Basically, any time an innovation organizes something for you, it uses you. It makes you think mathematically, spell like the dictionary, organize stuff the way the inventor wanted you to, uses an algorithm - not "your" way. So for every pro, there's a con. Plus, you lose information that won't fit into the innovation's structure.
My research management product
I use file cabinets for papers, piles of paper on my desk with post-it
notes, piles of papers on one shelf of my bookcase, for hard copy. The
periodic backups of the hard drive are on a single Zip disk. I use
the desktop metaphor with folders to organize my files on my hard drive.
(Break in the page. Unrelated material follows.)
PR #47, opened 2026-03-31
fixed render issue with ci/cd

mattmorr1:
AutoInvestigateTab.tsx — Replaced 13 MUI v6-style <Grid size={{ xs, sm }}> props with MUI v5-compatible <Grid item xs={N} sm={N}> across the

For my online stuff, I try not to be too "gopher server" or "laundry
list" oriented, but I simply cannot stay within the 2-click rule. Online
works better than the Mac, because I can put hypertext links into my
readings, where I consciously relate (form an elaboration) between the
new information and prior knowledge. Norman doesn't mention hypertext at
all.
New technologies introduce new problems: invasion of privacy, issues of equity between the haves and the have-nots, sociopaths and hackers, and new forms of personal interaction. Do you want someone to see you in the bathtub? Or do you want the videophone to look at a picture of you in the bathtub while you are doing something else? The technology has the power to falsify, to intensify your fantasies. Maybe it's OK for flight simulators, but just how much of a false image is OK for you to portray, to put on your best image, to even project yourself as an avatar. Does the technology have to degenerate to Dungeons and Dragons?
It's not a question of whether these technologies can be made to work. They will work. And they can even afford true reflective comparison (as well as mass deception) - what you will look like if you lose that 20 pounds, change the color of your dress, your hair, etc.
Human beings can also be trained to work with the technologies - see what the elementary school kids are doing with computers today. Not like adults whose brains have gelled! We are capable of learning all sorts of arbitrary means of communicating ideas, making representations, and sharing them with others. We could also become like the Borg on Star Trek.
There are always limitations to the technologies, that don't interface well with humans. Norman talks about many possible ways the technology might change in the future; he should read Negroponte's Being Digital and compare futuristic visions. Whereas Norman complains about the limitations of the technology, like the graininess and jerkiness of virtual reality, Negroponte says you should forget vr and putting yourself into some false environment - holographic images projected around your room will fix the situation and everyone can watch them. But he also talks about touch screens and how they are not sensitive to real human fingers. Whoever you believe, Norman warns us to beware of the quick-fix!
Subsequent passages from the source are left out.